機関庫内に掲示されていた業務用?時刻表。日付は昭和61年3月3日なので、EF63の仕業表としてほぼ最後の姿でしょう。

 

 

EF63が運用されたのは 1963年に複線で開通した「新線」(1997年に廃線)で、それ以前は1934年製のED42がアプト式の「旧線」で活躍していました。

 

 

アプト式とは、2本のレールの真ん中に敷設されたギザギザの「ラックレール」を機関車の床下のギアが掴んで急勾配を上下する方式で、蒸機時代の1893年の開通から1963年の廃線までずっと単線のまま歴史を終えました。

 

 

1893~1963年に稼働していた「旧線」は今、「アプトの道」として全長4.7kmのウォーキング・トレイルになっています。

 

その起点は、鉄道文化むらの脇にあります。

 

 

旧線トレイルの前半部分は、1963年開通の「新線」と共用。複線の片方(写真右・上り線)をトレイルに舗装し、もう片方はEF63の体験運転や「峠の湯」まで走るトロッコ列車用に今でも稼働しています。

 

 

11.2kmで高度553mを稼ぐ、最大66.7‰(1000mの移動で66.7m登る)の傾斜は鉄道には急勾配ですが、人が歩くにはほとんど平坦に感じてすこぶる快適。気持ちの良い午後です!

 

 

途中、上下線が少し離れる鉄橋。

 

 

垂直な橋脚を真横から見ると、線路の勾配の大きさがよくわかります。

 

 

トレイルの起点から1.6km、約30分歩くと有名な旧丸山変電所が見えてきます。

 

 

明治45(1912)年建設の国指定重要文化財です。

詳細はこちら ↓

 

 

ドイツから輸入した最初のアプト式電気機関車の運転開始に合わせて、変圧器に加えて312個の蓄電池で安全な電力量を確保したようです。

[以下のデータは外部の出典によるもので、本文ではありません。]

PR #1917, opened 2026-04-07
feat(argocd-understack): create split rook-ceph Applications

cardoe:
This allows us to install the operator and upgrade the operator
independently from the cluster as well as ensuring that the cluster
syncs after the operator does. This does not remove the existing
deployment to give us an opportunity to transition over.

### DIFF
--- a/charts/argocd-understack/templates/application-rook-ceph-cluster.yaml
+++ b/charts/argocd-understack/templates/application-rook-ceph-cluster.yaml
@@ -1,0 +1,53 @@
+{{- $installApp := eq (include "understack.componentOptionAny" (list $ "rook_ceph_cluster" "installApp" true)) "true" }}
+{{- $installConfigs := eq (include "understack.componentOptionAny" (list $ "rook_ceph_cluster" "installConfigs" false)) "true" }}
+{{- if or $installApp $installConfigs }}
+---
+apiVersion: argoproj.io/v1alpha1
+kind: Application
+metadata:
+  name: {{ printf "%s-%s" $.Release.Name "rook-ceph-cluster" }}
+  finalizers:
+  - resources-finalizer.argocd.argoproj.io
+  annotations:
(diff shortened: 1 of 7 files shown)


skrobul (approved):
LGTM.

I was thinking if we should add some validation to avoid enabling both the "old" and "new" style at the same time:

Something along those lines (untested)

```go
{{- $legacyRookEnabled := or
      (eq (include "understack.isEnabled" (list $.Values.global "rook")) "true")
      (eq (include "understack.isEnabled" (list $.Values.site "rook")) "true")
-}}
{{- $splitOperatorEnabled := or
      (eq (include "understack.componentOptionAny" (list $ "rook_ceph_operator" "installApp" false)) "true")
      (eq (include "understack.componentOptionAny" (list $ "rook_ceph_operator" "installConfigs" false)) "true")
-}}
{{- $splitClusterEnabled := or
      (eq (include "understack.componentOptionAny" (list $ "rook_ceph_cluster" "installApp" false)) "true")
      (eq (include "understack.componentOptionAny" (list $ "rook_ceph_cluster" "installConfigs" false)) "true")
-}}
{{- $splitAnyEnabled := or $splitOperatorEnabled $splitClusterEnabled -}}
{{- if and $legacyRookEnabled $splitAnyEnabled -}}
{{- fail "invalid rook config: legacy `rook.enabled` cannot be used with split `rook_ceph_operator`/`rook_ceph_cluster`; disable one mode before enabling the other" -}}
{{- end -}}
{{- if and $splitClusterEnabled (not $splitOperatorEnabled) -}}
{{- fail "invalid rook config: `rook_ceph_cluster` requires `rook_ceph_operator` to be enabled first" -}}
{{- end -}}
```

Or we can just be careful during migration since it's going to be a one time thing.

cardoe:
I think I'll just aim to be safe.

この丸山変電所は、1963年のアプト運転終了とともにその役割を終えました。

 

 

ここでは、ちょっとドローンで空撮も…♫

 

 

側面のレンガ作りはとてもキレイだけど、屋根は意外と放置されている感じ(個人的な感想です)。

 

 

トレイルをさらに奥へ、めがね橋、旧熊ノ平駅を目指します。

 

 

さらに行くこと20分。天然温泉「峠の湯」の手前で「旧線」が「新線」から分かれて左へ折れます。

 

 

ここから本格的な旧線の始まりです。明治26(1893)年の開通当時へタイムスリップ。

 

 

1963年の廃線から60年以上たっても、トンネル内は観光用にしっかりメンテされています。

 

 

ドローンで自撮り。

 

 

旧線に分かれてから、勾配が明らかに急になりました。

 

 

トレイル起点から約1時間。一つ目のハイライト、めがね橋に到着です。

 

 

たしかフランスだったか、ローマ時代の水道橋をちょっとだけ彷彿。

 

 

ここは空撮にも力が入りました。

 

 

めがね橋の上流には、さらに鉄橋が2つ。1963~1997年に使用された新線の上下線です。

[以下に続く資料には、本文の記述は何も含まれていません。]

PR #1923, opened 2026-04-08
feat(understackctl): deploy check uses kustomize build to validate

cardoe:
Validate the manifests by running 'kustomize build' against each enabled
component.

### DIFF
--- a/go/understackctl/cmd/deploy/check.go
+++ b/go/understackctl/cmd/deploy/check.go
@@ -3,11 +3,22 @@ package deploy
 import (
 	"fmt"
 	"os"
+	"os/exec"
 	"path/filepath"
+	"strings"
 
 	"github.com/charmbracelet/log"
 	"github.com/spf13/cobra"
 )
+
+// kustomizeBuildArgs mirrors the kustomize.buildOptions configured in
+// components/argocd/values.yaml so local validation matches ArgoCD's behaviour.
+var kustomizeBuildArgs = []string{
+	"--enable-alpha-plugins",
+	"--enable-exec",
+	"--enable-helm",
+	"--load-restrictor", "LoadRestrictionsNone",
+}
 
 func newCmdDeployCheck() *cobra.Command {
 	cmd := &cobra.Command{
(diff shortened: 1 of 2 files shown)


skrobul (approved):
This works, but I was wondering what do you think about not relying on the kustomize binary to be present on the system and running kustomize natively instead?


```go
import (
	"fmt"
	"path/filepath"
	"sigs.k8s.io/kustomize/api/krusty"
	kusttypes "sigs.k8s.io/kustomize/api/types"
	"sigs.k8s.io/kustomize/kyaml/filesys"
)
// validateKustomizationNative runs the equivalent of:
// kustomize build --enable-alpha-plugins --enable-exec --enable-helm --load-restrictor LoadRestrictionsNone <compDir>
func validateKustomizationNative(compDir string) error {
	opts := krusty.MakeDefaultOptions()
	// --load-restrictor LoadRestrictionsNone
	opts.LoadRestrictions = kusttypes.LoadRestrictionsNone
	// --enable-alpha-plugins + --enable-helm
	opts.PluginConfig = kusttypes.EnabledPluginConfig(kusttypes.BploLoadFromFileSys)
	opts.PluginConfig.HelmConfig.Command = "helm"
	// --enable-exec (for function plugins)
	opts.PluginConfig.FnpLoadingOptions.EnableExec = true
	k := krusty.MakeKustomizer(opts)
	if _, err := k.Run(filesys.MakeFsOnDisk(), compDir); err != nil {
		return fmt.Errorf("%s: %w", filepath.Join(compDir, "kustomization.yaml"), err)
	}
	return nil
}
```
And in `runDeployCheck`, replace the `exec.Command(...) with:

```go
if err := validateKustomizationNative(compDir); err != nil {
	kustomizeErrors = append(kustomizeErrors, err.Error())
}
```

the import block will need:

```go
	"sigs.k8s.io/kustomize/api/krusty"
	kusttypes "sigs.k8s.io/kustomize/api/types"
	"sigs.k8s.io/kustomize/kyaml/filesys"
```


the docs:
https://pkg.go.dev/sigs.k8s.io/kustomize/api/krusty
https://pkg.go.dev/sigs.k8s.io/kustomize/api/types

cardoe:
That's probably better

ドローンの水平ジンバルで見る(撮る)と、やっぱ軽井沢へ向かう勾配の強さがすごいです。

 

 

めがね橋からさらに先へ。旧熊ノ平駅へ向かいます

 

 

天井がわずかに黒いのは、100年以上前の蒸機の煤煙のあと?

 

 

旧熊ノ平駅が見えてきたようです。

 

 

旧線はここ熊ノ平で再び新線に合流します。元は単線だった旧線で列車の行き違いをするために作られた「信号場」です。傾斜が連続する碓氷峠で、平坦な場所を確保できる階段の踊り場のようなところ。

 

 

横川の方向を振り返るとトンネル出口が新旧で4つ。いま私たちが出てきた旧線(単線)のトンネルは右から2つ目です。

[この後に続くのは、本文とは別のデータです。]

PR #1926, opened 2026-04-09
chore(urn): Adds device URN template

nicholaskuechler:


cardoe (changes requested):
Thumbs down on this in this repo. This is a deployment specific.

PR #1536, opened 2021-07-22
Remove Layout.path

jtbandes:
**User-Facing Changes**
None

**Description**
Path is not supported in the current Console API, so just remove it.


defunctzombie:
🔪

PR #1543, opened 2021-07-22
Add Amplitude metrics for layout management

### LINKED ISSUE #1412: Add Amplitude metrics for layout management
Add Amplitude metrics for the following events:
- Creating new layout
- Importing / exporting a layout
- Adding a particular panel to a layout (via sidebar or panel splitting / changing)

These would be great for getting a sense of:
- how many layouts users are creating
- how often they're sharing these layouts
- how often certain panels are being used (most popular panels)

esthersweon:
**User-Facing Changes**
- None

**Description**

Added Amplitude metrics for the following events:

- Creating new layout
- Importing / exporting a layout
- Adding a panel to a layout (specify panel type)
- Removing a panel from a layout

Resolves #1412


packages/studio-base/src/Workspace.tsx
```diff
@@ -122,9 +125,22 @@ function Connection() {
 
 function AddPanel() {
   const addPanel = useAddPanel();
+
+  const analytics = useAnalytics();
+  const metricsCollector = useMemo(() => new AnalyticsMetricsCollector(analytics), [analytics]);
```
jtbandes, line 130: Will defer to @jhurliman as the author of the useAnalytics stuff, but I don't think we need the metrics collector here as you can just use the analytics object directly. The metrics collector looks like it's an adapter intended to match the Player interface (but just guessing from a cursory read.)

packages/studio-base/src/Workspace.tsx
```diff
@@ -122,9 +125,22 @@ function Connection() {
...
+
+  const onPanelSelect = useCallback(
```
jtbandes, line 132: There is at least 1 more place where we useAddPanel that this doesn't currently capture.

Consider instead tracking this at the CurrentLayoutProvider or CurrentLayoutState level — for instance CurrentLayoutState could accept the analytics object as a constructor argument

packages/studio-base/src/components/LayoutBrowser/index.stories.tsx
```diff
@@ -74,7 +75,9 @@ function WithSetup(Child: Story, ctx: StoryContext): JSX.Element {
         <CurrentLayoutContext.Provider value={currentLayout}>
           <LayoutCacheContext.Provider value={storage}>
             <CacheOnlyLayoutStorageProvider>
-              <Child />
+              <AnalyticsProvider>
```
jtbandes, line 78: Feel free to add AnalyticsProvider at the top level `preview.tsx` for all stories – I think that would be appropriate

packages/studio-base/src/Workspace.tsx
esthersweon: Commit here: https://github.com/foxglove/studio/pull/1543/commits/7735c08df86352d0096de2288c3864e0bca0c691

packages/studio-base/src/providers/CurrentLayoutProvider/CurrentLayoutState.ts
```diff
@@ -49,16 +52,23 @@ export const DEFAULT_LAYOUT_FOR_TESTS: LayoutState = {
 const LAYOUT_HISTORY_SIZE = 20;
 const LAYOUT_HISTORY_THROTTLE_MS = 1000;
 
-export default class CurrentLayoutState implements ICurrentLayout {
+const CurrentLayoutState = (initialState: LayoutState): CurrentLayoutStateWithAnalytics => {
+  const analytics = useAnalytics();
```
jtbandes, line 56: Would prefer not to introduce a hook call here since this file is pretty much non-React. This happens to be a non-standard use of hooks because normally they would only be used in a function component (something that returns JSX.Element) meaning that the callers would need to use `<CurrentLayoutState />` instead of `CurrentLayoutState()` to get the correct behavior. The `rules-of-hooks` lint rule doesn't complain because the function's name starts with a capital letter, so it assumes it is a function component — doesn't look at the call sites to see if they are actually using it as a component.

It's not safe to call this function from other React components because the nested hook call useAnalytics() may happen conditionally or out of order (since this function itself doesn't start with `use`, the lint rule won't prevent us from doing this elsewhere). And calling it from non-React code probably fails when it internally tries to do a useContext.

I think a simpler solution would be to just make the analytics param optional: `constructor(..., analytics?: Analytics)` and call useAnalytics wherever the CurrentLayoutState is being constructed in a useMemo, and don't pass in analytics for unit tests.

packages/studio-base/src/providers/CurrentLayoutProvider/CurrentLayoutState.ts
```diff
@@ -154,6 +158,7 @@ export default class CurrentLayoutState implements ICurrentLayout {
     createTabPanel: (payload: CREATE_TAB_PANEL["payload"]): void => {
       this.dispatch({ type: "CREATE_TAB_PANEL", payload });
       this.setSelectedPanelIds([]);
+      this.analytics!.logEvent(AppEvent.LAYOUT_ADD_PANEL, { type: "Tab" });
```
jtbandes, line 161: These will need to be `?.` rather than `!.` so they don't crash in tests where analytics is not defined. `!` should only be used when we really know for certain that the value is present but can't get that information into the TypeScript compiler (such as checking array lengths and then accessing items at an index).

左の2つは新線の複線2本として、いちばん右の古いトンネルは何だろう?

 

 

あとで調べてみると、この駅は開設当時スイッチバック式で、両端を山に挟まれて列車の入換えに足らない線路を伸ばすために山を途中まで掘って有効長を確保したんだとか。

 

 

ここにも比較的新しい変電所の遺構がありました。

 

 

1997年に廃線になって既に27年。四半世紀以上たっても、今にも列車がやってきそうな雰囲気を感じます。

 

 

反対側、軽井沢方のトンネル。トレイルとしての遊歩道はここまでです。来た道を横川へ戻ることにします。

 

 

旧熊ノ平駅の構内には、立派な慰霊碑が立っていました。

「熊ノ平殉難」? いったい何があった?

 

 

碑によると、ここでは1950年に大きな土砂崩れがあって、50人超の人が犠牲になったとのことです。しかしこんな山奥で50人規模の犠牲者を出すなんて、いったい何をしていたのでしょう?

 

気になって調べてみると、当時のNHKニュースのアーカイブが見つかりました。

 

1950年 信越線熊ノ平駅がけ崩れ|災害|NHKアーカイブス

 

これによると、最初の土砂崩れで塞がった線路の復旧作業をしていた多くの作業員がさらなる山崩れで2次災害に会ったというのが真相のようです。この事故の犠牲者には国鉄職員の家族も含まれるそうで、当時ここには家族も住む官舎があったとニュースは伝えています。

 

ここに駐在して変電所を守っていた職員さんたちがいたということですね。

 

 

さて旧熊ノ平駅を堪能?して、横川へ戻ります。何事もそうですが、「帰り」は「行き」よりも早く(速く)感じるもので、同じものを見ても少し余裕みたいなものがあります。

 

 

帰路に改めて見るこのトレイルの特にトンネルの整備メンテナンスの状況は、安全というレベルを超えて趣向的にも間接照明や色彩が優れていると思います。

 

 

元々のデザイン(これが明治!?)と相まって素敵な空気感です。

 

 

普通でも早く感じる帰り道が、旧線の微妙な下り坂のおかげで足取り軽く、めがね橋まで戻ってきました。ここでせっかくなので橋の下の旧国道まで下りて、めがね橋を下から見上げてみようということになりました。

 

 

旧18号線沿いの案内板。明治25年11月、イギリス人 パゥエル技師…、今から132年前に極東の島国•日本の山奥でこんな立派な橋を設計した技師さんの子孫は、今もイギリスか世界のどこかにいるかもですね。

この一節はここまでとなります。